Reportagem Scott Kelly - Lisboa
O Carnaval dos outros.
Quem conhecia os sevilhanos Orthodox de outros carnavais mais atribulados – e seguramente mais secos que o da noite de segunda-feira – não estaria à espera dos 40 minutos que antecederam a actuação de Scott Kelly.
O trio que marcara já presença por duas vezes em Portugal, chegando a integrar uma das edições do Outfest, parece ter-se despedido definitivamente do doom dos tempos de “Gran Poder”, e dedica-se agora à música exploratória, com tanto de bom como de mau que a expressão possa fazer pensar.
Se a longa introdução com clarinete e contrabaixo monocórdico pode ter feito temer o pior aos poucos devotos que se arrastaram até ao Santiago Alquimista, a paisagem acabaria por se tornar mais interessante, com a inserção de alguns elementos jazzy e uma maior influência da guitarra (alguém andou a ouvir uns disquinhos de Earth), desvendando-se no último tema com o belo vibrato andaluz de Marco Gallardo. Aguardemos o novo disco “Baal”, a sair este ano.
Poucos minutos de espera e nem podíamos crer que o concerto já estava a começar.
Scott Michael Kelly. Para muitos, o nome dispensa apresentações. Para outros, pode-se resumir dizendo que se trata de um dos pulmões dos norte-americanos Neurosis, de um dos principais contribuidores da editora formada pelo grupo, ou do “médio ofensivo” nos Shrinebuilder, um projecto de all-stars formado com Al Cisneros, Wino e Dale Crover.
Scott Kelly. De camisa de flanela, boné enterrado nas orelhas, com a guitarra atrás e ar de quem podia ser roadie de alguma banda.
Mr. Scott Kelly. Porque o respeitinho é muito bonito.
Há alguns anos, aquando do seu concerto no festival Roadburn, respondeu a um fã mais zeloso, que mandava calar outros membros do público: “I’ll do the shushing around here.” E a conversa terá morrido ali. Pois o silêncio é de ouro, e dele se alimenta a música de Kelly.

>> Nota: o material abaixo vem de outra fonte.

PR #823, opened 2016-08-16
reset idea version to 15.0.6

etanshaul:
A previous PR accidentally changed this version. We still want this set to our earliest supported build.


patflynn:
:+1:

PR #825, opened 2016-08-16
Change user-agent for Analytics HTTP requests

chanseokoh:
Turns out that we have a great degree of flexibility in choosing a user-agent string.

### DIFF
--- a/google-account-plugin/src/com/google/cloud/tools/intellij/stats/GoogleUsageTracker.java
+++ b/google-account-plugin/src/com/google/cloud/tools/intellij/stats/GoogleUsageTracker.java
@@ -52,6 +52,7 @@ public class GoogleUsageTracker implements UsageTracker, SendsEvents {
 
   private final String analyticsId;
   private String externalPluginName;
+  private String userAgent;
 
   /**
    * Constructs a usage tracker configured with analytics and plugin name configured from its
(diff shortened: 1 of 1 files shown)


etanshaul:
Do you mean it can be set to anything and we still get the same effect?

chanseokoh:
No, the previous string `"Apache-HttpClient/4.4.1 (Java/1.7.0_101)"` was problematic. I checked that this one in the PR works. Eclipse will use its own string as well.

google-account-plugin/src/com/google/cloud/tools/intellij/stats/GoogleUsageTracker.java
```diff
@@ -111,10 +114,10 @@ public FluentTrackingEventWithLabel trackEvent(String action) {
     return new TrackingEventBuilder(this, externalPluginName, action);
   }
 
-  private static void sendPing(@NotNull final List<? extends NameValuePair> postData) {
+  private void sendPing(@NotNull final List<? extends NameValuePair> postData) {
```
etanshaul: you made this non-static but I don't see any change to a caller of this?

chanseokoh: It's to use `userAgent`. Another way could be making `userAgent` static (and possibly other fields). Which one do you think is better?

etanshaul:
Oh I see. it looks like sendPing is only called from a non-static context so what you did looks fine.

etanshaul:
lgtm

PR #826, opened 2016-08-17
Removing analytics oauth scopes

patflynn:
They are not used by our plugins in intellij.


etanshaul:
lgtm. but just curious - is there a way to verify this?

patflynn:
We don't actually call any analytics APIs from intellij. It was for Android
Studio and they no longer need them there either.

etanshaul:
oh ok. lgtm then.

PR #832, opened 2016-08-18
Only send undeploy analytics ping for actual deployment cancellations.

### LINKED ISSUE #831: App Engine undeploy analytics ping gets executed for all task cancellations
It should only apply to deployment cancellations.

etanshaul:
fixes #831 

@patflynn what do you think of this approach?

To be determined: do we want a separate type of ping for flex vs standard deploy cancellations. Also, now that I'm thinking about it, do we really care about tracking cancellations (note this is completely different than undeployments).

### DIFF
--- a/google-cloud-tools-plugin/src/com/google/cloud/tools/intellij/appengine/cloud/AppEngineTask.java
+++ b/google-cloud-tools-plugin/src/com/google/cloud/tools/intellij/appengine/cloud/AppEngineTask.java
@@ -21,12 +21,18 @@ import com.google.cloud.tools.appengine.cloudsdk.process.ProcessStartListener;
 /**
  * Encapsulates a task to be run on Google App Engine.
  */
-public interface AppEngineTask {
+public abstract class AppEngineTask {
 
   /**
    * Executes an App Engine task.
    * @param startListener a callback for retrieving the running process
    */
-  void execute(ProcessStartListener startListener);
+  abstract void execute(ProcessStartListener startListener);
+
+  /**
+   * Gets invoked with the task gets cancelled by {@link AppEngineRunner}
+   */
+  void onCancel() {
+  }
 
 }
--- a/google-cloud-tools-plugin/src/com/google/cloud/tools/intellij/appengine/cloud/AppEngineTask.java
+++ b/google-cloud-tools-plugin/src/com/google/cloud/tools/intellij/appengine/cloud/AppEngineTask.java
@@ -30,7 +30,7 @@ public abstract class AppEngineTask {
   abstract void execute(ProcessStartListener startListener);
 
   /**
-   * Gets invoked with the task gets cancelled by {@link AppEngineRunner}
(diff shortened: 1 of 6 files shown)


etanshaul:
+ @chanseokoh

chanseokoh:
> do we want a separate type of ping for flex vs standard deploy cancellations

For this kind of thing, I think it's more appropriate to pass this information as metadata (`withLabel()` and `setValue()`).

etanshaul:
@chanseokoh - thanks I'll take that suggestion.

google-cloud-tools-plugin/src/com/google/cloud/tools/intellij/appengine/cloud/AppEngineTask.java
```diff
@@ -21,12 +21,20 @@
 /**
  * Encapsulates a task to be run on Google App Engine.
  */
-public interface AppEngineTask {
+public abstract class AppEngineTask {
```
patflynn: why change this to an abstract base class?

patflynn:
approach looks good to me.

etanshaul:
Updated the ping to include the environment meta-data using @chanseokoh's suggested approach

google-cloud-tools-plugin/src/com/google/cloud/tools/intellij/appengine/cloud/AppEngineTask.java
etanshaul: so that I can have an empty implementation of the onCancel method - I didn't want to force implementors to override this method if they didn't need it. 

It's a matter of taste I guess, but I prefer this to having a bunch of implementors with empty implementations.

chanseokoh:
Pinging works fine.

selection_001

google-cloud-tools-plugin/src/com/google/cloud/tools/intellij/appengine/cloud/AppEngineTask.java
patflynn: I'm OK with this for this instance. 

Generally I'm not a big fan of using abstract classes as interfaces because taken to the extreme, inheritors lose the ability to implement multiple interfaces (AKA abstract parent classes). I also tend to like really explicit interfaces that implementors have to think about in terms of the full contract.  One way to combine things is to have an interface + an abstract base class with some convenience implementations.

etanshaul: Yea for sure. The other approach here would be to keep it an interface so that the onCancel method is very explicitly published, and then live with empty implementations of it.

But if we don't feel strongly in this case, I'll leave it as is.

patflynn:
let me know when you're done with commits. Only pending item I see is the ping change to add a label

etanshaul:
that change is done. I added the environment label based on what kind of deployment it is

patflynn:
ship it.

PR #834, opened 2016-08-22
Workaround for NoSuchMethodError exception

### LINKED ISSUE #813: NoSuchMethodError exception in 2016.2.1
Exception class name: java.lang.NoSuchMethodError: com.intellij.util.containers.ContainerUtil.intersection(Ljava/util/Collection;Ljava/util/Collection;)Ljava/util/Collection;
Exception message: com.intellij.util.containers.ContainerUtil.intersection(Ljava/util/Collection;Ljava/util/Collection;)Ljava/util/Collection;
Stack trace:
java.lang.NoSuchMethodError: com.intellij.util.containers.ContainerUtil.intersection(Ljava/util/Collection;Ljava/util/Collection;)Ljava/util/Collection;
	at com.google.cloud.tools.intellij.git.UploadSourceAction.performFirstCommitIfRequired(UploadSourceAction.java:470)
	at com.google.cloud.tools.intellij.git.UploadSourceAction.access$500(UploadSourceAction.java:93)
	at com.google.cloud.tools.intellij.git.UploadSourceAction$1.run(UploadSourceAction.java:211)
	at com.intellij.openapi.progress.impl.CoreProgressManager$TaskRunnable.run(CoreProgressManager.java:635)
	at com.intellij.openapi.progress.impl.CoreProgressManager$3.run(CoreProgressManager.java:170)
	at com.intellij.openapi.progress.impl.CoreProgressManager.registerIndicatorAndRun(CoreProgressManager.java:494)
	at com.intellij.openapi.progress.impl.CoreProgressManager.executeProcessUnderProgress(CoreProgressManager.java:443)
	at com.intellij.openapi.progress.impl.ProgressManagerImpl.executeProcessUnderProgress(ProgressManagerImpl.java:54)
	at com.intellij.openapi.progress.impl.CoreProgressManager.runProcess(CoreProgressManager.java:155)
	at com.intellij.openapi.progress.impl.ProgressManagerImpl$1.run(ProgressManagerImpl.java:128)
	at com.intellij.openapi.application.impl.ApplicationImpl$2.run(ApplicationImpl.java:308)
	at java.util.concurrent.Executors$RunnableAdapter.call(Executors.java:511)
	at java.util.concurrent.FutureTask.run(FutureTask.java:266)
	at java.util.concurrent.ThreadPoolExecutor.runWorker(ThreadPoolExecutor.java:1142)
	at java.util.concurrent.ThreadPoolExecutor$Worker.run(ThreadPoolExecutor.java:617)
	at java.lang.Thread.run(Thread.java:745)

aslo:
Fixes #813 

Implement container intersection method so we don't need to depend on the SDK util method `ContainerUtil.intersection`, which is apparently not available at runtime when running with the 2016.2 release of IDEA.


etanshaul:
Did you check to see if this method is available in Google collections / Apache commons or something like that?

patflynn:
It's kind of weird to me to have an intersection function on Collections
objects. Seems like the behavior around handling duplicates isn't intuitive.

aslo:
@patflynn I agree, this is nonintuitive behavior, will revise.

google-cloud-tools-plugin/src/com/google/cloud/tools/intellij/git/UploadSourceAction.java
```diff
@@ -468,7 +468,8 @@ public void run() {
         return false;
       }
 
-      Collection<VirtualFile> files2add = Collections.intersection(untrackedFiles, files2commit);
+      Collection<VirtualFile> files2add =
```
patflynn: do we know that the behavior if this other utility method is the same as the one it replaces? 

I'm also a bit concerned we're using a library provided through the IDEA platform classpath that they may not have intended to be used by clients.  

will chat with you about this offline.

etanshaul:
lgtm assuming you confirmed that the intersection / difference operations behave the same way as before

google-cloud-tools-plugin/src/com/google/cloud/tools/intellij/git/UploadSourceAction.java
```diff
@@ -468,9 +469,12 @@ public void run() {
         return false;
       }
 
-      Collection<VirtualFile> files2add =
-          CollectionUtils.intersection(untrackedFiles, files2commit);
-      Collection<VirtualFile> files2rm = ContainerUtil.subtract(trackedFiles, files2commit);
+      Set<VirtualFile> files2CommitAsSet = new HashSet<>(files2commit);
+      Set<VirtualFile> untrackedFilesAsSet = new HashSet<>(untrackedFiles);
```
patflynn: this looks a lot better and is more explicit. 

When I look at this performFirstCommitIfRequired method I'm a bit surprised that we have to define this kind of thing. It feels very standard git workflowy. But I don't want to get into changing that.  My main/only concern is that the behavior remains the same for now. It would be cool to have some tests to reflect that.

google-cloud-tools-plugin/src/com/google/cloud/tools/intellij/git/UploadSourceAction.java
```diff
@@ -467,8 +469,12 @@ public void run() {
         return false;
       }
 
-      Collection<VirtualFile> files2add = ContainerUtil.intersection(untrackedFiles, files2commit);
-      Collection<VirtualFile> files2rm = ContainerUtil.subtract(trackedFiles, files2commit);
+      Set<VirtualFile> files2CommitAsSet = new HashSet<>(files2commit);
+      Set<VirtualFile> untrackedFilesAsSet = new HashSet<>(untrackedFiles);
+      Set<VirtualFile> trackedFilesAsSet = new HashSet<>(trackedFiles);
+
+      Collection<VirtualFile> files2add = Sets.intersection(untrackedFilesAsSet, files2CommitAsSet);
```
etanshaul: the use of '2' here kind of bugs me, but I guess thats not what this PR is about

aslo:
@patflynn So, technically this new `intersection` method does not behave in exactly the same way as it did before, which I actually think is an improvement.  The Jetbrains `intersection` method actually handled duplicates asymmetrically, which is a bug. 

Since we're dealing with Sets of files anyway, I think it's appropriate to dedupe these collections.

google-cloud-tools-plugin/src/com/google/cloud/tools/intellij/git/UploadSourceAction.java
aslo: Good point. I was just copying from what was there but since I'm in the neighborhood I can update.

google-cloud-tools-plugin/src/com/google/cloud/tools/intellij/git/UploadSourceAction.java
```diff
@@ -461,19 +463,23 @@ public void run() {
       }, indicator.getModalityState());
       final GcpUntrackedFilesDialog dialog = dialogRef.get();
 
-      final Collection<VirtualFile> files2commit = dialog.getSelectedFiles();
-      if (!dialog.isOK() || files2commit.isEmpty()) {
+      final Collection<VirtualFile> filesToCommit = dialog.getSelectedFiles();
```
etanshaul: ahh so much easier on the eyes now. Thanks.

patflynn:
merge when ready.

PR #838, opened 2016-08-24
change runtime error message for missing creds on deploy

patflynn:
'Application default credentials ' is a specific credential type for GCP. We aren't creating ADCs for deploy in this scenario so I reworded the error.

Generally users should not see this error.


patflynn:
@etanshaul

PR #845, opened 2016-08-25
Remove no longer applicable flexible environment messaging from Cloud…

### LINKED ISSUE #773: Remove app engine flexible price warning from cloud settings
On the Cloud configuration page (Settings -> Clouds) it is no longer appropriate to have the app engine flexible price warning here because we now also support deployment to app engine standard. We also have a price warning in the Deployment UI so we should be covered.

image

etanshaul:
… panel

fixes #773


patflynn:
LGTM

patflynn:
I wonder if we could send them to the global App Engine docs?

etanshaul:
Which docs are these?

etanshaul:
Oh I misread your comment. Yea that would be nice. I'll replace the flex warning with this.

etanshaul:
I took your suggestion - it now points to the AE docs instead.

etanshaul:
image

patflynn:
LGTM

PR #2400, opened 2019-03-01
Moves debugger menu into a separate action group.

ivanporty:
Part of #2344.

debugger-menu-group


ivanporty:
Thought about that too, good idea. I'll do that

PR #2401, opened 2019-03-01
Consume skaffold executable path override

### LINKED ISSUE #2387: Add override to point to local Skaffold installation
As a temporary workaround for the PATH headaches we've had (until we have a full installer) I was thinking it would be good to have the ability to manually select a local installation (similar to how we do for gcloud). This should be fairly simple to implement too.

Nem uma mosca, o acender de um cigarro, estorvam o palhetar das cordas de aço. “We Let The Hell Come”, tema dos Shrinebuilder, é o primeiro a perturbar o sossego. Quem segue a carreira dos Neurosis, sabe que cada álbum a solo dos seus membros só engrandece o todo, nunca serve para o dividir.
Nem o amachucar de um copo de cerveja, os trocos a tilintar na registadora, travam o seu murmurar. Kelly concentra-se no último trabalho, “The Wake”, álbum lançado em 2008, paralelamente ao do colega Steve Von Till. “Remember Me”, “The Ladder in My Blood” e “Saturn's Eye” envolvem a sala num cortejo atípico do adeus à carne.
Nem o secador de mãos na casa de banho, nem o manto de chuva a ameaçar fazer cair o tecto, que faz o senhor levantar o boné e apontar a barba para cima. “Is that rain I hear? Enjoy the rain… Enjoy it while it lasts.” Sempre críptico...
Para terminar, “Figures”, também do último álbum, e mais duas versões: “Tecumseh Valley”, de Townes Van Zandt e “Lord of Light”, dos Hawkwind. Assim se foi revelando Kelly.
Entre temas, sem cair na lenga-lenga dos músicos que adoram sempre o nosso país, confessa que não esperava a reacção que teve do público português. “Muito respeitosos. Gostei muito. Espero voltar com os meus amigos”. Que sejam amigos de peso.